Input material:
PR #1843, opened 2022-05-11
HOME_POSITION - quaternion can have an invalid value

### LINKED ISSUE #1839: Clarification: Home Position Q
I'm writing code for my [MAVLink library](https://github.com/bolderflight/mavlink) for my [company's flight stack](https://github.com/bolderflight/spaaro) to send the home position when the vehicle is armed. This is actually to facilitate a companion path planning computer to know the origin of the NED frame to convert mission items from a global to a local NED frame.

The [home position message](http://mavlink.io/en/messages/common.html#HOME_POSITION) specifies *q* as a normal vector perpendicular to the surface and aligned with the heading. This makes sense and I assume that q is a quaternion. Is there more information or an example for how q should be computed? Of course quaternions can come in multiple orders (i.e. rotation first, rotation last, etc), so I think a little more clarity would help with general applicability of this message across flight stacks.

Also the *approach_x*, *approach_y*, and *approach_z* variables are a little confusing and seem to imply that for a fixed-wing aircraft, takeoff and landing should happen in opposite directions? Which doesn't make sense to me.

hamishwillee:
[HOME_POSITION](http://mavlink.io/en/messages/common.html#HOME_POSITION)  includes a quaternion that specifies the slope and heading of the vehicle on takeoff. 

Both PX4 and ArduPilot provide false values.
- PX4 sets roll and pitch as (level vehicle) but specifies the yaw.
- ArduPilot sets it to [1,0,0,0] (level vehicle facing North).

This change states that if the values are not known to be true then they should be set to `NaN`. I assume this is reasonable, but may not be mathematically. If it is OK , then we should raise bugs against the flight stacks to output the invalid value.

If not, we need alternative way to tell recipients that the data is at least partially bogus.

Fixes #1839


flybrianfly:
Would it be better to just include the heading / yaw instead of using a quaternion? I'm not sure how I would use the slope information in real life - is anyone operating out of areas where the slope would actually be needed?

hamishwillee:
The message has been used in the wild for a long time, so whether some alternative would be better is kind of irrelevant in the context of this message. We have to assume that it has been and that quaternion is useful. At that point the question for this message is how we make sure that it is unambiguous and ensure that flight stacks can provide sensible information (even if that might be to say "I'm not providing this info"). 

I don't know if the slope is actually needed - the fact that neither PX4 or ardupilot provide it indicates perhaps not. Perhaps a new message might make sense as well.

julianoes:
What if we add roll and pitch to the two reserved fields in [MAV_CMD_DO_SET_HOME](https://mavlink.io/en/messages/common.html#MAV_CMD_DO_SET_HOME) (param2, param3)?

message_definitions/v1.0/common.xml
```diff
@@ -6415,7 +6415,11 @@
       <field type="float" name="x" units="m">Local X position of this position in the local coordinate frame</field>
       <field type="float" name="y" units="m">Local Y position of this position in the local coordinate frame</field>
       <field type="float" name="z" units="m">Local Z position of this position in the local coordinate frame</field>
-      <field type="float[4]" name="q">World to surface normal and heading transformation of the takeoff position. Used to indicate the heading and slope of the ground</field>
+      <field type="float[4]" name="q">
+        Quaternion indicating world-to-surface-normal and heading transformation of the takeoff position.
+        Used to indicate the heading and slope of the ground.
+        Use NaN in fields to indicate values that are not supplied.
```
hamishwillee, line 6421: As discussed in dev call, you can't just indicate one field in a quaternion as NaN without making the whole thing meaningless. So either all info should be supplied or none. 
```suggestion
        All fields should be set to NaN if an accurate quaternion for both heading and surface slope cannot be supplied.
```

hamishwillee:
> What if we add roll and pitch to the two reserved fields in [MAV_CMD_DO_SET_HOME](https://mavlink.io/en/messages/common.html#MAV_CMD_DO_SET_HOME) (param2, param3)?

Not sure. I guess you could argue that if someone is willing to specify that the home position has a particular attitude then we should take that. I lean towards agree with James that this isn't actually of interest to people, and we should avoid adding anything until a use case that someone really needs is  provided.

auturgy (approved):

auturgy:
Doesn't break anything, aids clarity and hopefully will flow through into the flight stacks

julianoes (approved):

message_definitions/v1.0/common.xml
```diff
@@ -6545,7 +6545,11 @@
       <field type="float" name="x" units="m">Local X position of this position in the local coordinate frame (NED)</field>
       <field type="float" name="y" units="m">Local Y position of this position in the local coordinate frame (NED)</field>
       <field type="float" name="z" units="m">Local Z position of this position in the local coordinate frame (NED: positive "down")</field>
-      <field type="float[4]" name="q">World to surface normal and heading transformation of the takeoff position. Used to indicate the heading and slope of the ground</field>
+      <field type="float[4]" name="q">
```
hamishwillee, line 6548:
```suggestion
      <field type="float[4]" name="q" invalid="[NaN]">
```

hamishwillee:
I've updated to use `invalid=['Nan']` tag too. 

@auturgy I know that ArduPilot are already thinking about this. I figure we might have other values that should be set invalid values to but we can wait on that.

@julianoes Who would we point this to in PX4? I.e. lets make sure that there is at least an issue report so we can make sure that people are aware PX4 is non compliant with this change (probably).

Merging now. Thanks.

---

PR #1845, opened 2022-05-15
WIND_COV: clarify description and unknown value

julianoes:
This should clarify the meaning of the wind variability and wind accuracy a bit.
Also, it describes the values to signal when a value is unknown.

==

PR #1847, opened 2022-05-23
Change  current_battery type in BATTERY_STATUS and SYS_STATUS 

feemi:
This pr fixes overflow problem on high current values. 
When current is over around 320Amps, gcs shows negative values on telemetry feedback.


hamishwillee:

What is required:
What you return must be the lines above that run from the line with "PR #1843, opened 2022-05-11" to the line with "- ArduPilot sets", inclusive, each copied exactly.

Your response:
PR #1843, opened 2022-05-11
HOME_POSITION - quaternion can have an invalid value

### LINKED ISSUE #1839: Clarification: Home Position Q
I'm writing code for my [MAVLink library](https://github.com/bolderflight/mavlink) for my [company's flight stack](https://github.com/bolderflight/spaaro) to send the home position when the vehicle is armed. This is actually to facilitate a companion path planning computer to know the origin of the NED frame to convert mission items from a global to a local NED frame.

The [home position message](http://mavlink.io/en/messages/common.html#HOME_POSITION) specifies *q* as a normal vector perpendicular to the surface and aligned with the heading. This makes sense and I assume that q is a quaternion. Is there more information or an example for how q should be computed? Of course quaternions can come in multiple orders (i.e. rotation first, rotation last, etc), so I think a little more clarity would help with general applicability of this message across flight stacks.

Also the *approach_x*, *approach_y*, and *approach_z* variables are a little confusing and seem to imply that for a fixed-wing aircraft, takeoff and landing should happen in opposite directions? Which doesn't make sense to me.

hamishwillee:
[HOME_POSITION](http://mavlink.io/en/messages/common.html#HOME_POSITION)  includes a quaternion that specifies the slope and heading of the vehicle on takeoff. 

Both PX4 and ArduPilot provide false values.
- PX4 sets roll and pitch as (level vehicle) but specifies the yaw.
- ArduPilot sets it to [1,0,0,0] (level vehicle facing North).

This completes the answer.